Greenleaf A L, Weeks J R, Voelker R A, Ohnishi S, Dickson B
Cell. 1980 Oct;21(3):785-92. doi: 10.1016/0092-8674(80)90441-9.
We previously described an alpha-amanitin-resistant mutant of D. melanogaster (AmaC4 or simply C4) with an altered, amanitin-resistant RNA polymerase II. We have now more fully characterized this mutant genetically and biochemically. We genetically mapped C4 to position 35.66 on the X chromosome and cytogenetically localized it to the polytene chromosome band interval 10C2-10D4. We then demonstrated that C4 is allelic to a previously known lethal-mutable locus I(1)L5 in this chromosomal region. Several known lethal alleles of L5 in fact affected the properties of RNA polymerase II in vitro. Following EMS mutagenesis of the C4-bearing chromosome we recovered new lethal L5 alleles, some of which were shown biochemically to have an altered amanitin-resistance polymerase II component. Furthermore, we induced mutants of C4 that had lost amanitin-resistance and showed that these mutants were also lethal alleles of L5. All the lethal alleles of L5 failed to completely complement each other genetically, and when analyzed biochemically their polymerase II displayed altered enzymatic properties. We conclude that C4 is an allele of the L5 locus and that this locus is most probably a structural gene for a subunit of RNA polymerase II. Some of the mutants at this locus display developmental abnormalities.

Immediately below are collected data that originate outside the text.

PR #3541, opened 2026-05-27
Abort tokio task when client disconnects so outbound HTTP connections close rather than leaking until timeout

rylev:
Wraps the WASI HTTP response body in an `AbortOnDropBody` that holds a `tokio::task::AbortHandle` pointing at the handle task, so that when Hyper drops the body on client disconnect, the component task is immediately aborted. This causes the Wasm Store to be dropped, which cascades to drop any pending outbound `AbortOnDropJoinHandle` resources and close their underlying TCP connections.

### DIFF
--- a/crates/trigger-http/src/wasi.rs
+++ b/crates/trigger-http/src/wasi.rs
@@ -1,15 +1,19 @@
 use std::io::IsTerminal;
 use std::net::SocketAddr;
+use std::pin::Pin;
+use std::task::{Context, Poll};
 
-use anyhow::{Context, Result, anyhow};
-use futures::TryFutureExt;
+use anyhow::{Context as _, Result, anyhow};
 use http::{HeaderName, HeaderValue};
+use http_body::{Body as HttpBody, Frame, SizeHint};
+use http_body_util::BodyExt;
 use hyper::{Request, Response};
 use spin_factor_outbound_http::wasi_2023_10_18::Proxy as Proxy2023_10_18;
 use spin_factor_outbound_http::wasi_2023_11_10::Proxy as Proxy2023_11_10;
 use spin_factors::RuntimeFactors;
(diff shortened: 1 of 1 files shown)


crates/trigger-http/src/wasi.rs
```diff
@@ -130,29 +134,38 @@ impl<S: HandlerState> HttpExecutor for WasiHttpExecutor<'_, S> {
...
+                        // Task was aborted because the incoming request was cancelled
+                        // (e.g. client disconnected). This is expected; don't log it as an error.
+                        Err(e) if e.is_cancelled() => {}
+                        result => {
+                            let result =
+                                result.context("guest invocation panicked").and_then(|r| {
+                                    r.map_err(anyhow::Error::from)
+                                        .context("guest invocation failed")
+                                });
+                            if let Err(e) = result {
```
lann, line 152: minor: This error handling logic was already hard to follow... I suspect it could be simplified by extracting it into a function which would let `?` work. (my kingdom for stable `try` blocks 😭)

lann (commented):
I think this is changing intentional behavior. WASI handlers are allowed keep running after a response is complete, successfully or otherwise.

lann (changes requested):

rylev:
@lann this is a good point. I was mostly thinking of this from the "client disconnects" perspective which I think one could argue might be reason to kill the guest since the entity that initially kicked off the request is no longer there. In any case, in retrospective, if we wanted to make this change, it's best to do that in an issue or a SIP first as it does change behavior in a non-trivial manner.

Additionally, as you point out this has the added effect of killing a running guest even when the request/response has been fully handled. While I've never personally used Spin for the use case of "continuing side effects after the request/response handling is done", this does seem to be a legitimate usage, and so this change probably should not make it in.

PR #183, opened 2018-08-29
Fix #173

### LINKED ISSUE #173: Unsupported project types are crashing the tool
I take it the intended behaviour is that the tool will report an error but continue to run for supported project types. That seems to be the ideal since people may be running a batch conversion across many folders knowing that they might have some unsupported projects.

Anyway, when I run against the full Force.com example, using `Project2015To2017.Console.exe .\` at the root of the repository from commit: 7b0d1fc24864ad8026d93579779d19c95b9cdfe9 I get:

> info No nuspec found, skipping package configuration.
fail This project type is not supported for conversion.
info No nuspec found, skipping package configuration.
fail TargetFramework cannot be determined from project file. The scenario is not supported and highly bug-prone.

> Unhandled Exception: System.NotSupportedException: OutputType AppContainerExe is not supported.
   at Project2015To2017.Reading.ProjectPropertiesReader.ToApplicationType(String outputType)
   at Project2015To2017.Reading.ProjectPropertiesReader.Read(Project project)
   at Project2015To2017.Reading.ProjectReader.Read(FileInfo projectFile)
   at Project2015To2017.ProjectConverter.ProcessFile(FileInfo file, Solution solution, ProjectReference reference)
   at Project2015To2017.ProjectConverter.<Convert>d__5.MoveNext()
   at System.Linq.Enumerable.WhereEnumerableIterator`1.MoveNext()
   at System.Collections.Generic.List`1..ctor(IEnumerable`1 collection)
   at System.Linq.Enumerable.ToList[TSource](IEnumerable`1 source)
   at Project2015To2017.Console.Program.ConvertProject(Options options)
   at CommandLine.ParserResultExtensions.WithParsed[T](ParserResult`1 result, Action`1 action)
   at Project2015To2017.Console.Program.Main(String[] args)

This happens with the released RC version and the new PR

The result is that nothing gets converted

hvanbakel:
Warn about the output type becoming a win exe but then just convert it. It will still work as a windows 8 store app according to [here](https://docs.microsoft.com/en-us/dotnet/csharp/language-reference/compiler-options/target-appcontainerexe-compiler-option#remarks).

### DIFF
--- a/Project2015To2017/Reading/ProjectPropertiesReader.cs
+++ b/Project2015To2017/Reading/ProjectPropertiesReader.cs
@@ -169,7 +169,7 @@ namespace Project2015To2017.Reading
 			throw new NotSupportedException($"Target framework {targetFramework} is not supported.");
 		}
 
-		private static ApplicationType ToApplicationType(string outputType)
+		private ApplicationType ToApplicationType(string outputType)
 		{
 			if (string.IsNullOrWhiteSpace(outputType))
 			{
@@ -178,9 +178,15 @@ namespace Project2015To2017.Reading
 
 			switch (outputType.ToLowerInvariant())
 			{
-				case "exe": return ApplicationType.ConsoleApplication;
-				case "library": return ApplicationType.ClassLibrary;
-				case "winexe": return ApplicationType.WindowsApplication;
+				case "exe":
+					return ApplicationType.ConsoleApplication;
+				case "library":
+					return ApplicationType.ClassLibrary;
+				case "appcontainerexe":
+					this._logger.LogWarning("Converting AppContainerExe to more generic Windows exe.");
+					return ApplicationType.WindowsApplication;
+				case "winexe":
+					return ApplicationType.WindowsApplication;
 				default: throw new NotSupportedException($"OutputType {outputType} is not supported.");
 			}
 		}


andrew-boyarshin:
Why did you not introduce new `ApplicationType` enumeration value? That seems more simple and will preserve the original value.

hvanbakel:
And then on the writing side collapse them? I can do that, as far as I could tell this option is no longer supported so there’s nothing really that we an do about that. I see your point of not losing that information up until the point where we write, let me update that.

andrew-boyarshin:
@hvanbakel wait, it's not supported? I mean, in MSBuild `.props` and `.targets` sources I've seen things related to that.

hvanbakel:
I wasn’t able to find the proper output type for that. If it is supported than the entire PR is useless.

andrew-boyarshin:
It should be. Example:
```xml
  <PropertyGroup>
    <TargetExt Condition="'$(TargetExt)' == '' and '$(OutputType)'=='exe'">.exe</TargetExt>
    <TargetExt Condition="'$(TargetExt)' == '' and '$(OutputType)'=='winexe'">.exe</TargetExt>
    <TargetExt Condition="'$(TargetExt)' == '' and '$(OutputType)'=='appcontainerexe'">.exe</TargetExt>
    <TargetExt Condition="'$(TargetExt)' == '' and '$(OutputType)'=='library'">.dll</TargetExt>
    <TargetExt Condition="'$(TargetExt)' == '' and '$(OutputType)'=='module'">.netmodule</TargetExt>
    <TargetExt Condition="'$(TargetExt)' == '' and '$(OutputType)'=='winmdobj'">.winmdobj</TargetExt>
  </PropertyGroup>
```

我们之前描述过一种黑腹果蝇的α-鹅膏蕈碱抗性突变体(AmaC4或简称为C4),其RNA聚合酶II发生了改变,具有鹅膏蕈碱抗性。我们现在已经从遗传学和生物化学角度对该突变体进行了更全面的表征。我们通过遗传学方法将C4定位到X染色体上的35.66位置,并通过细胞遗传学方法将其定位到多线染色体带区间10C2 - 10D4。然后我们证明C4与该染色体区域中一个先前已知的致死性可变位点I(1)L5等位。事实上,L5的几个已知致死等位基因在体外影响了RNA聚合酶II的特性。在用携带C4的染色体进行EMS诱变后,我们获得了新的致死性L5等位基因,其中一些经生物化学分析显示其具有改变的抗鹅膏蕈碱的聚合酶II成分。此外,我们诱导出了失去鹅膏蕈碱抗性的C4突变体,并表明这些突变体也是L5的致死等位基因。L5的所有致死等位基因在遗传上都不能完全相互互补,并且在进行生物化学分析时,它们的聚合酶II显示出改变的酶学特性。我们得出结论,C4是L5位点的一个等位基因,并且该位点很可能是RNA聚合酶II一个亚基的结构基因。该位点的一些突变体表现出发育异常。